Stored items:
PR #2645, opened 2020-11-08
style: clang-tidy: modernize-use-using

rhaschke:
I stumbled across some clang-tidy warnings, which obviously are left over from the cleanup in b342c37388177067db9e8ba609aacc119c24b1a4. @henryiii

### DIFF
--- a/.github/workflows/format.yml
+++ b/.github/workflows/format.yml
@@ -35,7 +35,12 @@ jobs:
       run: apt-get update && apt-get install -y python3-dev python3-pytest
 
     - name: Configure
-      run: cmake -S . -B build -DCMAKE_CXX_CLANG_TIDY="$(which clang-tidy);--warnings-as-errors=*"
+      run: >
+        cmake -S . -B build
+        -DCMAKE_CXX_CLANG_TIDY="$(which clang-tidy);--warnings-as-errors=*"
+        -DDOWNLOAD_EIGEN=ON
+        -DDOWNLOAD_CATCH=ON
+        -DCMAKE_CXX_STANDARD=17
 
     - name: Build
       run: cmake --build build -j 2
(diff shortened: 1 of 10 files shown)


henryiii:
Great, but why are we not seeing these in CI?

rhaschke:
> Great, but why are we not seeing these in CI?

Which version of clang-tidy are you using in CI? I was using clang-tidy-10 locally. 
And I noticed in other contexts that clang-tidy isn't 100% reliable. Nevertheless, it's a great tool!

henryiii:
Same: https://github.com/pybind/pybind11/blob/06b673a0daef1db4f921a19676a51abec6fb13e8/.github/workflows/format.yml#L30-L41

Any idea if there is something different in how we are running it? C++ version, Eigen, Catch, or anything?

henryiii:
I can get a couple of those warnings with Eigen enabled. Still missing most of them.

henryiii (approved):

rhaschke:
> Any idea if there is something different in how we are running it? C++ version, Eigen, Catch, or anything?

No, sorry. I think, I had enabled Eigen, which triggered a few of those warnings. Then, I explicitly searched for typedefs in the codebase and fixed them as well.

rwgk (commented):
This looks good to me. I'll include this PR in a google-global-testing run I'm about to trigger. I'll approve when I get the results (will take ~7 hours).

YannickJadoul:
If all our compilers are happy with these changes, there's no way a testing suite is going to trip over this, though.
So merge if you want this in, I'd say, @henryiii.

rwgk:
> If all our compilers are happy with these changes, there's no way a testing suite is going to trip over this, though.
> So merge if you want this in, I'd say, @henryiii.

I agree, good to merge!
My approval was mainly meant as a flag for "yes I ran those tests".

bstaletic (approved):

rwgk (approved):
Our "smoke test" finished already (random sample of 1000 tests). That's only possible if our compiler is happy with the changes in this PR. There is absolutely no need to wait for the full run.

What to work on: Reproduce every record in full, keeping each one exactly as it reads.

Exercise response:
PR #2645, opened 2020-11-08
style: clang-tidy: modernize-use-using

rhaschke:
I stumbled across some clang-tidy warnings, which obviously are left over from the cleanup in b342c37388177067db9e8ba609aacc119c24b1a4. @henryiii

### DIFF
--- a/.github/workflows/format.yml
+++ b/.github/workflows/format.yml
@@ -35,7 +35,12 @@ jobs:
       run: apt-get update && apt-get install -y python3-dev python3-pytest
 
     - name: Configure
-      run: cmake -S . -B build -DCMAKE_CXX_CLANG_TIDY="$(which clang-tidy);--warnings-as-errors=*"
+      run: >
+        cmake -S . -B build
+        -DCMAKE_CXX_CLANG_TIDY="$(which clang-tidy);--warnings-as-errors=*"
+        -DDOWNLOAD_EIGEN=ON
+        -DDOWNLOAD_CATCH=ON
+        -DCMAKE_CXX_STANDARD=17
 
     - name: Build
       run: cmake --build build -j 2
(diff shortened: 1 of 10 files shown)


henryiii:
Great, but why are we not seeing these in CI?

rhaschke:
> Great, but why are we not seeing these in CI?

Which version of clang-tidy are you using in CI? I was using clang-tidy-10 locally. 
And I noticed in other contexts that clang-tidy isn't 100% reliable. Nevertheless, it's a great tool!

henryiii:
Same: https://github.com/pybind/pybind11/blob/06b673a0daef1db4f921a19676a51abec6fb13e8/.github/workflows/format.yml#L30-L41

Any idea if there is something different in how we are running it? C++ version, Eigen, Catch, or anything?

henryiii:
I can get a couple of those warnings with Eigen enabled. Still missing most of them.

henryiii (approved):

rhaschke:
> Any idea if there is something different in how we are running it? C++ version, Eigen, Catch, or anything?

No, sorry. I think, I had enabled Eigen, which triggered a few of those warnings. Then, I explicitly searched for typedefs in the codebase and fixed them as well.

rwgk (commented):
This looks good to me. I'll include this PR in a google-global-testing run I'm about to trigger. I'll approve when I get the results (will take ~7 hours).

YannickJadoul:
If all our compilers are happy with these changes, there's no way a testing suite is going to trip over this, though.
So merge if you want this in, I'd say, @henryiii.

rwgk:
> If all our compilers are happy with these changes, there's no way a testing suite is going to trip over this, though.
> So merge if you want this in, I'd say, @henryiii.

I agree, good to merge!
My approval was mainly meant as a flag for "yes I ran those tests".

bstaletic (approved):

rwgk (approved):
Our "smoke test" finished already (random sample of 1000 tests). That's only possible if our compiler is happy with the changes in this PR. There is absolutely no need to wait for the full run.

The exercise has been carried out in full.